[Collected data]
PR #1080, opened 2024-05-17
feat(conductor): respect shutdown signals during init

SuperFluffy:
## Summary
Conductor now respects shutdown signals it receives during init.

## Background
Conductor's task ignored shutdowns while still initializing. This meant that Conductor would hang for up to 30 seconds.

## Changes
- refactor conductor's constituent long-running tasks to separate initialization and running
- listen for the shutdown signal in all of conductor's tasks

## Testing
Run conductor with endpoints that hang indefinitely and sending it SIGTERM. Observe that conductor shuts down quickly.

The main operation of conductor is unaffected on the happy path: all blackbox tests run to completion.

A proper test for the shutdown logic will be implemented in a follow-up refactor similar to https://github.com/astriaorg/astria/pull/889

### DIFF
--- a/crates/astria-conductor/src/executor/mod.rs
+++ b/crates/astria-conductor/src/executor/mod.rs
@@ -250,7 +250,7 @@ pub(crate) struct Executor {
 impl Executor {
     #[instrument(skip_all, err)]
     pub(crate) async fn run_until_stopped(mut self) -> eyre::Result<()> {
-        tokio::select!(
+        select!(
             () = self.shutdown.clone().cancelled_owned() => {
                 info!(
                     "received shutdown signal while initializing task; \
--- a/crates/astria-conductor/src/executor/mod.rs
+++ b/crates/astria-conductor/src/executor/mod.rs
@@ -214,7 +214,11 @@ impl Handle<StateIsInit> {
     }
 }
 
+/// The private inner executor implementing all the logic.
 pub(crate) struct Executor {
+    /// The execution client driving the rollup.
+    client: Client,
+
     /// The mode under which this executor (and hence conductor) runs.
     mode: CommitLevel,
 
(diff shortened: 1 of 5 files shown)


crates/astria-conductor/src/executor/mod.rs
```diff
@@ -241,32 +242,29 @@ pub(crate) struct Executor {
...
     /// without re-executing on top of the rollup node.
     blocks_pending_finalization: HashMap<u32, Block>,
+
+    /// The maximum permitted spread between firm and soft blocks.
+    max_spread: Option<usize>,
 }
 
 impl Executor {
-    #[instrument(skip_all)]
+    #[instrument(skip_all, err)]
```
noot, line 251: what does the `err` addition do?

crates/astria-conductor/src/executor/mod.rs
```diff
@@ -536,20 +556,23 @@ impl Executor {
     }
 
     #[instrument(skip_all)]
-    async fn set_initial_node_state(&mut self, client: Client) -> eyre::Result<()> {
+    async fn set_initial_node_state(&mut self) -> eyre::Result<()> {
         let genesis_info = {
-            let mut client = client.clone();
-            async move {
-                client
+            // let mut client = self.client.clone();
```
noot, line 561: remove

crates/astria-conductor/src/executor/mod.rs
```diff
@@ -536,20 +556,23 @@ impl Executor {
...
                     .await
                     .wrap_err("failed getting genesis info")
             }
         };
         let commitment_state = {
-            let mut client = client.clone();
-            async move {
-                client
+            // let mut client = self.client.clone();
+            // async move {
```
noot, line 572: remove

noot (approved):

crates/astria-conductor/src/executor/mod.rs
SuperFluffy: Done in  59dbca

crates/astria-conductor/src/executor/mod.rs
SuperFluffy: Sorry, overlooked this: this generates an error event under the span created by the instrumented method.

**TASK ITEM:** For each record above, output it exactly as written.

**THE ANSWER:**
PR #1080, opened 2024-05-17
feat(conductor): respect shutdown signals during init

SuperFluffy:
## Summary
Conductor now respects shutdown signals it receives during init.

## Background
Conductor's task ignored shutdowns while still initializing. This meant that Conductor would hang for up to 30 seconds.

## Changes
- refactor conductor's constituent long-running tasks to separate initialization and running
- listen for the shutdown signal in all of conductor's tasks

## Testing
Run conductor with endpoints that hang indefinitely and sending it SIGTERM. Observe that conductor shuts down quickly.

The main operation of conductor is unaffected on the happy path: all blackbox tests run to completion.

A proper test for the shutdown logic will be implemented in a follow-up refactor similar to https://github.com/astriaorg/astria/pull/889

### DIFF
--- a/crates/astria-conductor/src/executor/mod.rs
+++ b/crates/astria-conductor/src/executor/mod.rs
@@ -250,7 +250,7 @@ pub(crate) struct Executor {
 impl Executor {
     #[instrument(skip_all, err)]
     pub(crate) async fn run_until_stopped(mut self) -> eyre::Result<()> {
-        tokio::select!(
+        select!(
             () = self.shutdown.clone().cancelled_owned() => {
                 info!(
                     "received shutdown signal while initializing task; \
--- a/crates/astria-conductor/src/executor/mod.rs
+++ b/crates/astria-conductor/src/executor/mod.rs
@@ -214,7 +214,11 @@ impl Handle<StateIsInit> {
     }
 }
 
+/// The private inner executor implementing all the logic.
 pub(crate) struct Executor {
+    /// The execution client driving the rollup.
+    client: Client,
+
     /// The mode under which this executor (and hence conductor) runs.
     mode: CommitLevel,
 
(diff shortened: 1 of 5 files shown)


crates/astria-conductor/src/executor/mod.rs
```diff
@@ -241,32 +242,29 @@ pub(crate) struct Executor {
...
     /// without re-executing on top of the rollup node.
     blocks_pending_finalization: HashMap<u32, Block>,
+
+    /// The maximum permitted spread between firm and soft blocks.
+    max_spread: Option<usize>,
 }
 
 impl Executor {
-    #[instrument(skip_all)]
+    #[instrument(skip_all, err)]
```
noot, line 251: what does the `err` addition do?

crates/astria-conductor/src/executor/mod.rs
```diff
@@ -536,20 +556,23 @@ impl Executor {
     }
 
     #[instrument(skip_all)]
-    async fn set_initial_node_state(&mut self, client: Client) -> eyre::Result<()> {
+    async fn set_initial_node_state(&mut self) -> eyre::Result<()> {
         let genesis_info = {
-            let mut client = client.clone();
-            async move {
-                client
+            // let mut client = self.client.clone();
```
noot, line 561: remove

crates/astria-conductor/src/executor/mod.rs
```diff
@@ -536,20 +556,23 @@ impl Executor {
...
                     .await
                     .wrap_err("failed getting genesis info")
             }
         };
         let commitment_state = {
-            let mut client = client.clone();
-            async move {
-                client
+            // let mut client = self.client.clone();
+            // async move {
```
noot, line 572: remove

noot (approved):

crates/astria-conductor/src/executor/mod.rs
SuperFluffy: Done in  59dbca

crates/astria-conductor/src/executor/mod.rs
SuperFluffy: Sorry, overlooked this: this generates an error event under the span created by the instrumented method.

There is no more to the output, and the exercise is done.